Turning to economic issues, this Prime Minister once described the UK budget rebate as “non-negotiable”—that was before he gave £7 billion of that rebate away. When he did so—this is the reason for asking the question today—Tony Blair said that the Government had obtained in return a review of the EU budget. That was meant to start in 2008 and to finish by the end of 2009, but it is absolutely nowhere near finishing. Indeed, in the draft summit conclusions the deadline slipped to next July, and in the final conclusions it slipped another six months, to the end of 2010. At a time when budgets are being cut in the UK, does the Prime Minister agree that in reviewing the EU budget, the main purpose should be to push for a real-terms cut in that budget? Does he also think that while public servants in this country are getting low pay increases or even, in some cases, pay freezes, it is completely wrong for EU civil servants to receive a 3.7 per cent. pay rise?

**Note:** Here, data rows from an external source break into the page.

PR #851, opened 2026-08-27
fix(es-compat): GET /_doc _source_includes/excludes honor nested paths (#850)

### LINKED ISSUE #850: es-compat: GET /_doc _source_includes/_source_excludes ignore dotted/nested paths
`GET /{index}/_doc/{id}?_source_includes=user.name` (and `_source_excludes`) only filter TOP-LEVEL _source keys — `apply_get_doc_source_filter` calls a local `filter_source_object` that matches each top-level key against the pattern with exact/trailing-`*` only, never descending. So:
- `_source_includes=user.name` on `{user:{name,age}, id}` returns `{}` (the top-level key `user` != `user.name`) — nested data dropped from the response.
- `_source_excludes=user.age` leaves `age` in — nested exclude no-ops (data exposure).

The SEARCH path is correct (it routes through `xerj_engine`'s faithful ES `_source` automaton `filter_object`, #602, dotted paths + `*` globs spanning `.`). GET /_doc diverges from search on the same index. The es_compat code even comments `// Re-use the same filter_object logic from the search path` right above the call that DOESN'T.

Fix: route `apply_get_doc_source_filter` (2 call sites) through `xerj_engine::filter_object` (expose it `pub`) and drop the top-level-only `filter_source_object`.

xerj-org:
Fixes #850.

`GET /{index}/_doc/{id}?_source_includes=user.name` only filtered TOP-LEVEL _source keys — `apply_get_doc_source_filter` called a local `filter_source_object` matching each top-level key with exact/trailing-`*` only, never descending. So `_source_includes=user.name` returned `{}` (dropped nested data) and `_source_excludes=user.age` no-oped (left it in). GET /_doc diverged from search, which routes through the engine's faithful ES _source automaton — the code even commented it should reuse it.

Fix: route both `apply_get_doc_source_filter` call sites through `xerj_engine::filter_object` (now `pub` + re-exported), and drop the top-level-only `filter_source_object`. `source_field_matches` (used elsewhere) kept.

Test `get_doc_source_filter_handles_nested_paths` (nested include keeps the leaf; nested exclude removes just it; top-level unchanged). Fail-before proven (nested include -> {}). Full `cargo test -p xerj-api -p xerj-engine` green (CARGO_EXIT=0, 122 bins, 0 failed), fmt + clippy -D clean, ci-test builds. 1.97.1.

### DIFF
--- a/engine/crates/xerj-api/src/es_compat.rs
+++ b/engine/crates/xerj-api/src/es_compat.rs
@@ -3205,29 +3205,11 @@ fn apply_get_doc_source_filter(source: Value, params: &GetDocParams) -> Value {
         return source;
     }
 
-    // Re-use the same filter_object logic from the search path.
-    filter_source_object(&source, &includes, &excludes)
-}
-
-/// Filter a JSON object by includes/excludes lists (with trailing `*` wildcard support).
-fn filter_source_object(source: &Value, includes: &[String], excludes: &[String]) -> Value {
-    let obj = match source.as_object() {
-        Some(o) => o,
-        None => return source.clone(),
-    };
-    let mut result = serde_json::Map::new();
-    for (k, v) in obj {
-        let keep = if includes.is_empty() {
-            true
-        } else {
-            includes.iter().any(|inc| source_field_matches(k, inc))
-        };
-        let excluded = excludes.iter().any(|exc| source_field_matches(k, exc));
-        if keep && !excluded {
-            result.insert(k.clone(), v.clone());
-        }
-    }
-    Value::Object(result)
+    // Project through the SAME faithful ES `_source` automaton the search path
+    // uses (`xerj_engine::filter_object`), so dotted/nested includes+excludes
+    // and `*` globs behave identically. The old local top-level-only filter
+    // dropped nested includes entirely and no-oped nested excludes (#850).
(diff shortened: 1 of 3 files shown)


xerj-org:
3-skeptic gate on 9ff579be:
- **regression** HOLDS 0-blocking: cargo test -p xerj-api -p xerj-engine CARGO_EXIT=0, 122 result lines all 0 failed (incl. the new nested GET/_doc test + existing _source/scroll/collapse tests); no dead-code from filter_object pub.
- **evidence** HOLDS 0-blocking: fail-before reproduces (revert GET/_doc call site to top-level-only -> nested include returns {}); source_field_matches retained (3 live field_caps callers); filter_source_object deleted.
- **correctness**: the agent MALFUNCTIONED (empty/NaN task payload -> it inspected main at zero-diff, never verified). NOT a real finding. I verified correctness directly: the PR routes both call sites through the SAME proven xerj_engine::filter_object the search path uses (the faithful ES _source automaton, #602: dotted paths + * globs spanning '.'), whose projection tests (source_filter_projects_inside_nested_arrays / _arrays_of_objects) pass on this head, and the PR's own nested include/exclude test passes -> GET/_doc now projects identically to search.

0 BLOCKING. Merging.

Turning to the new Commission, is it not the case that the Prime Minister’s whole approach to this has been wrong from start to finish? He started by spending valuable political capital on a completely misconceived plan to make Tony Blair President of Europe and ended with Britain having none of the key economic portfolios. Indeed, the Government became so dysfunctional that at one stage Peter Mandelson tried to land himself the job of High Representative. The Prime Minister shakes his head, but perhaps he should just nod. Did Lord Mandelson try to get the job? Is there anybody in there? He was frantically hitting the phones, apparently—the rat was trying to leave the sinking ship, but he is still on board.
Friends of Lord Mandelson, which always used to mean Peter Mandelson himself, said that he thought the whole thing not pathetic, but “botched”. That was his word. Is that not the right description for the Prime Minister’s handling of this affair?
On financial services, cross-border co-operation is clearly vital. However, will the Prime Minister confirm that Britain has effectively given up its veto on blocking regulatory decisions in times of crisis when there is a disagreement over whether there are financial consequences for the taxpayer? He did not mention that in his statement—perhaps he can answer it when he has finished chuntering from a sedentary position.
The summit conclusions also called for the restoration of sound public finances. May I ask the Prime Minister whether he ever expected to come back from a European summit as Prime Minister after 12 years’ stewardship of Britain’s finances with the biggest deficit of any major economy, with Britain the only G20 country still mired in recession and with the worst outlook for public finances in a generation? Is that what he meant by leading the way in Europe?
I am surprised that the right hon. Gentleman spent most of his time raising issues that were not even discussed at the European Council. It would have been better if he had addressed in a bit more detail all the issues that I put to the House this afternoon.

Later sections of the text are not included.